INSTRUCTIONS FOR THE TASK –
Please reproduce every record, keeping each one exactly as written.

TASK INPUT –
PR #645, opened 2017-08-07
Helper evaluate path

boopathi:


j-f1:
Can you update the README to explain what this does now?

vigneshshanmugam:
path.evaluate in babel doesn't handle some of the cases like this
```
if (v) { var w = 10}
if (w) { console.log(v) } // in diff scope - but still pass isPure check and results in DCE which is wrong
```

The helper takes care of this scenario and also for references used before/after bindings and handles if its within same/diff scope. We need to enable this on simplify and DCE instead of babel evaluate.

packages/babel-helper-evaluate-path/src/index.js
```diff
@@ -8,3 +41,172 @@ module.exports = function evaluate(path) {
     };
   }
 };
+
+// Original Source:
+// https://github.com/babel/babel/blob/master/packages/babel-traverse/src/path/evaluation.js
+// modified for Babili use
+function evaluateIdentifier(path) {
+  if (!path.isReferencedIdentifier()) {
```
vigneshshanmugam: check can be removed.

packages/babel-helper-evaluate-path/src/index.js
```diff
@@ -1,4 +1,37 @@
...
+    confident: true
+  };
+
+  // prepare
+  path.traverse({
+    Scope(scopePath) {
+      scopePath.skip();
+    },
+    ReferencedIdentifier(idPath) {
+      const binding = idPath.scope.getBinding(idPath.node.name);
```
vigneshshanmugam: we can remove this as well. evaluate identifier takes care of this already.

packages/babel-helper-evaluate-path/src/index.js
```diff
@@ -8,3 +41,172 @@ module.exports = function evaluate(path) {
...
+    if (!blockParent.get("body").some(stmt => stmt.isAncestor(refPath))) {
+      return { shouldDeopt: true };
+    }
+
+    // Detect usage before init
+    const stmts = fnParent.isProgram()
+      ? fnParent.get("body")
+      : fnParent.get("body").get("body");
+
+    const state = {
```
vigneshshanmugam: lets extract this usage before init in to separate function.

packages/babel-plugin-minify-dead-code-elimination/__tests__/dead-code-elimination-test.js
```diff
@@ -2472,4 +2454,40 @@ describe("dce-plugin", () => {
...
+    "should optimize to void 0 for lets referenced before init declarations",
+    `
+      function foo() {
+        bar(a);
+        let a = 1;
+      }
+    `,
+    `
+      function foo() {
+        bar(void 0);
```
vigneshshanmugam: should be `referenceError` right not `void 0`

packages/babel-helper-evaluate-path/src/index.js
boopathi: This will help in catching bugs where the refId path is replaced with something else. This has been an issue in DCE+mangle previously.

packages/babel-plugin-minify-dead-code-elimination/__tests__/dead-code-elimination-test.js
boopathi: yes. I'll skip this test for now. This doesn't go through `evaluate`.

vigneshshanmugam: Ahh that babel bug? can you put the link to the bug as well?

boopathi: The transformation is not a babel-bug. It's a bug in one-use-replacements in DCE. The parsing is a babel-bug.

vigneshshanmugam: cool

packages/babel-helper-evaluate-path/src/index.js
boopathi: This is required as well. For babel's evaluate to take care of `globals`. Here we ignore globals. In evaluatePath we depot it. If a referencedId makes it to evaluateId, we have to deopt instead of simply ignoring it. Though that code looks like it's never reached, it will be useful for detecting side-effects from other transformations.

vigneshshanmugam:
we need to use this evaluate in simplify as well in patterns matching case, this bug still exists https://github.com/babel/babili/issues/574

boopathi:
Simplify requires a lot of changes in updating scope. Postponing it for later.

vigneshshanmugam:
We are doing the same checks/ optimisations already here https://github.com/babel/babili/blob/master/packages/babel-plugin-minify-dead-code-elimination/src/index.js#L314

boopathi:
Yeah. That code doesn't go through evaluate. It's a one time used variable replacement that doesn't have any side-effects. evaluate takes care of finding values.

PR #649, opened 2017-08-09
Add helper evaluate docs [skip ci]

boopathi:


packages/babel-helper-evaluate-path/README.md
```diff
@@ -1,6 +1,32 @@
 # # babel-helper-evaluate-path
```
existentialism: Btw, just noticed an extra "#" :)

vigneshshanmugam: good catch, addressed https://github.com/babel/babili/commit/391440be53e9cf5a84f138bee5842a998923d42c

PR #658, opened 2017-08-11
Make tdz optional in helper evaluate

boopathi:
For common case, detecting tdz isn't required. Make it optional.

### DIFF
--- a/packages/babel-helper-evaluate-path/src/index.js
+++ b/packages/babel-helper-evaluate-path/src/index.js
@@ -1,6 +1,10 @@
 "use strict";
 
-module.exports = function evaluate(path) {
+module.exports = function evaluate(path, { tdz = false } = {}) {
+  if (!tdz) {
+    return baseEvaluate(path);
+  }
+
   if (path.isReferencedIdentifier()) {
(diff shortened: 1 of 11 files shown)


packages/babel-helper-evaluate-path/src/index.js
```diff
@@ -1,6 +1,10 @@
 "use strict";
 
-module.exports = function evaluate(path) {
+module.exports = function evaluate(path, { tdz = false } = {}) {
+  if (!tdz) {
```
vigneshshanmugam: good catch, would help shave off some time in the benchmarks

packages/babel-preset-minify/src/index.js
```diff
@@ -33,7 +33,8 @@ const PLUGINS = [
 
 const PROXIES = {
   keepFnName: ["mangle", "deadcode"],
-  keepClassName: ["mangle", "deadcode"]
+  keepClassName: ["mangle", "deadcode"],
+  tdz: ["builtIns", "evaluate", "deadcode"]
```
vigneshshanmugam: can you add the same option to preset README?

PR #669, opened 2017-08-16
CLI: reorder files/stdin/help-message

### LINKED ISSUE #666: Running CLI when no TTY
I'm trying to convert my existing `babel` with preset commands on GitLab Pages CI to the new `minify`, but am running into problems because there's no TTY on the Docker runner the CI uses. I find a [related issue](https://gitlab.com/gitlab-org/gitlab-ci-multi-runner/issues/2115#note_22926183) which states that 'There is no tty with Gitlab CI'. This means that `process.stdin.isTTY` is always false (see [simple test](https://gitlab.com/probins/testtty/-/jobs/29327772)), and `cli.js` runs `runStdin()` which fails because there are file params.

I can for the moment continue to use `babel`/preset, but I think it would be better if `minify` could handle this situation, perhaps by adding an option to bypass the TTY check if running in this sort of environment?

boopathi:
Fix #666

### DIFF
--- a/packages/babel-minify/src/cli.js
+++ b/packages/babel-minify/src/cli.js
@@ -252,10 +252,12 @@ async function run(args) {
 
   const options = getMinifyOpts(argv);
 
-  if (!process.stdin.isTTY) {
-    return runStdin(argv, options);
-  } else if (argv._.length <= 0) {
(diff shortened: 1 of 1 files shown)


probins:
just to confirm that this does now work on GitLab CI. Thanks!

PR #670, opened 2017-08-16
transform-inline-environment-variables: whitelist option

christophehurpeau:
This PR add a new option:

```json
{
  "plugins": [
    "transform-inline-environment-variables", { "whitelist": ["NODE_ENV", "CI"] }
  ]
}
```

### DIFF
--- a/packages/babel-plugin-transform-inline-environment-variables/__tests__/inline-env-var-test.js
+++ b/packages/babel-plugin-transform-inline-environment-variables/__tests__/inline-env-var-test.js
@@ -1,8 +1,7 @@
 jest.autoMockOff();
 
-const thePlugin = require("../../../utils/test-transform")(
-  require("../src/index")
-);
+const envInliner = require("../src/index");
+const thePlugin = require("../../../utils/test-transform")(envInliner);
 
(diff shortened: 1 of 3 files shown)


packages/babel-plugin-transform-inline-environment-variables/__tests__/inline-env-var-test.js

WORKED SOLUTION –
PR #645, opened 2017-08-07
Helper evaluate path

boopathi:


j-f1:
Can you update the README to explain what this does now?

vigneshshanmugam:
path.evaluate in babel doesn't handle some of the cases like this
```
if (v) { var w = 10}
if (w) { console.log(v) } // in diff scope - but still pass isPure check and results in DCE which is wrong
```

The helper takes care of this scenario and also for references used before/after bindings and handles if its within same/diff scope. We need to enable this on simplify and DCE instead of babel evaluate.

packages/babel-helper-evaluate-path/src/index.js
```diff
@@ -8,3 +41,172 @@ module.exports = function evaluate(path) {
     };
   }
 };
+
+// Original Source:
+// https://github.com/babel/babel/blob/master/packages/babel-traverse/src/path/evaluation.js
+// modified for Babili use
+function evaluateIdentifier(path) {
+  if (!path.isReferencedIdentifier()) {
```
vigneshshanmugam: check can be removed.

packages/babel-helper-evaluate-path/src/index.js
```diff
@@ -1,4 +1,37 @@
...
+    confident: true
+  };
+
+  // prepare
+  path.traverse({
+    Scope(scopePath) {
+      scopePath.skip();
+    },
+    ReferencedIdentifier(idPath) {
+      const binding = idPath.scope.getBinding(idPath.node.name);
```
vigneshshanmugam: we can remove this as well. evaluate identifier takes care of this already.

packages/babel-helper-evaluate-path/src/index.js
```diff
@@ -8,3 +41,172 @@ module.exports = function evaluate(path) {
...
+    if (!blockParent.get("body").some(stmt => stmt.isAncestor(refPath))) {
+      return { shouldDeopt: true };
+    }
+
+    // Detect usage before init
+    const stmts = fnParent.isProgram()
+      ? fnParent.get("body")
+      : fnParent.get("body").get("body");
+
+    const state = {
```
vigneshshanmugam: lets extract this usage before init in to separate function.

packages/babel-plugin-minify-dead-code-elimination/__tests__/dead-code-elimination-test.js
```diff
@@ -2472,4 +2454,40 @@ describe("dce-plugin", () => {
...
+    "should optimize to void 0 for lets referenced before init declarations",
+    `
+      function foo() {
+        bar(a);
+        let a = 1;
+      }
+    `,
+    `
+      function foo() {
+        bar(void 0);
```
vigneshshanmugam: should be `referenceError` right not `void 0`

packages/babel-helper-evaluate-path/src/index.js
boopathi: This will help in catching bugs where the refId path is replaced with something else. This has been an issue in DCE+mangle previously.

packages/babel-plugin-minify-dead-code-elimination/__tests__/dead-code-elimination-test.js
boopathi: yes. I'll skip this test for now. This doesn't go through `evaluate`.

vigneshshanmugam: Ahh that babel bug? can you put the link to the bug as well?

boopathi: The transformation is not a babel-bug. It's a bug in one-use-replacements in DCE. The parsing is a babel-bug.

vigneshshanmugam: cool

packages/babel-helper-evaluate-path/src/index.js
boopathi: This is required as well. For babel's evaluate to take care of `globals`. Here we ignore globals. In evaluatePath we depot it. If a referencedId makes it to evaluateId, we have to deopt instead of simply ignoring it. Though that code looks like it's never reached, it will be useful for detecting side-effects from other transformations.

vigneshshanmugam:
we need to use this evaluate in simplify as well in patterns matching case, this bug still exists https://github.com/babel/babili/issues/574

boopathi:
Simplify requires a lot of changes in updating scope. Postponing it for later.

vigneshshanmugam:
We are doing the same checks/ optimisations already here https://github.com/babel/babili/blob/master/packages/babel-plugin-minify-dead-code-elimination/src/index.js#L314

boopathi:
Yeah. That code doesn't go through evaluate. It's a one time used variable replacement that doesn't have any side-effects. evaluate takes care of finding values.

PR #649, opened 2017-08-09
Add helper evaluate docs [skip ci]

boopathi:


packages/babel-helper-evaluate-path/README.md
```diff
@@ -1,6 +1,32 @@
 # # babel-helper-evaluate-path
```
existentialism: Btw, just noticed an extra "#" :)

vigneshshanmugam: good catch, addressed https://github.com/babel/babili/commit/391440be53e9cf5a84f138bee5842a998923d42c

PR #658, opened 2017-08-11
Make tdz optional in helper evaluate

boopathi:
For common case, detecting tdz isn't required. Make it optional.

### DIFF
--- a/packages/babel-helper-evaluate-path/src/index.js
+++ b/packages/babel-helper-evaluate-path/src/index.js
@@ -1,6 +1,10 @@
 "use strict";
 
-module.exports = function evaluate(path) {
+module.exports = function evaluate(path, { tdz = false } = {}) {
+  if (!tdz) {
+    return baseEvaluate(path);
+  }
+
   if (path.isReferencedIdentifier()) {
(diff shortened: 1 of 11 files shown)


packages/babel-helper-evaluate-path/src/index.js
```diff
@@ -1,6 +1,10 @@
 "use strict";
 
-module.exports = function evaluate(path) {
+module.exports = function evaluate(path, { tdz = false } = {}) {
+  if (!tdz) {
```
vigneshshanmugam: good catch, would help shave off some time in the benchmarks

packages/babel-preset-minify/src/index.js
```diff
@@ -33,7 +33,8 @@ const PLUGINS = [
 
 const PROXIES = {
   keepFnName: ["mangle", "deadcode"],
-  keepClassName: ["mangle", "deadcode"]
+  keepClassName: ["mangle", "deadcode"],
+  tdz: ["builtIns", "evaluate", "deadcode"]
```
vigneshshanmugam: can you add the same option to preset README?

PR #669, opened 2017-08-16
CLI: reorder files/stdin/help-message

### LINKED ISSUE #666: Running CLI when no TTY
I'm trying to convert my existing `babel` with preset commands on GitLab Pages CI to the new `minify`, but am running into problems because there's no TTY on the Docker runner the CI uses. I find a [related issue](https://gitlab.com/gitlab-org/gitlab-ci-multi-runner/issues/2115#note_22926183) which states that 'There is no tty with Gitlab CI'. This means that `process.stdin.isTTY` is always false (see [simple test](https://gitlab.com/probins/testtty/-/jobs/29327772)), and `cli.js` runs `runStdin()` which fails because there are file params.

I can for the moment continue to use `babel`/preset, but I think it would be better if `minify` could handle this situation, perhaps by adding an option to bypass the TTY check if running in this sort of environment?

boopathi:
Fix #666

### DIFF
--- a/packages/babel-minify/src/cli.js
+++ b/packages/babel-minify/src/cli.js
@@ -252,10 +252,12 @@ async function run(args) {
 
   const options = getMinifyOpts(argv);
 
-  if (!process.stdin.isTTY) {
-    return runStdin(argv, options);
-  } else if (argv._.length <= 0) {
(diff shortened: 1 of 1 files shown)


probins:
just to confirm that this does now work on GitLab CI. Thanks!

PR #670, opened 2017-08-16
transform-inline-environment-variables: whitelist option

christophehurpeau:
This PR add a new option:

```json
{
  "plugins": [
    "transform-inline-environment-variables", { "whitelist": ["NODE_ENV", "CI"] }
  ]
}
```

### DIFF
--- a/packages/babel-plugin-transform-inline-environment-variables/__tests__/inline-env-var-test.js
+++ b/packages/babel-plugin-transform-inline-environment-variables/__tests__/inline-env-var-test.js
@@ -1,8 +1,7 @@
 jest.autoMockOff();
 
-const thePlugin = require("../../../utils/test-transform")(
-  require("../src/index")
-);
+const envInliner = require("../src/index");
+const thePlugin = require("../../../utils/test-transform")(envInliner);
 
(diff shortened: 1 of 3 files shown)


packages/babel-plugin-transform-inline-environment-variables/__tests__/inline-env-var-test.js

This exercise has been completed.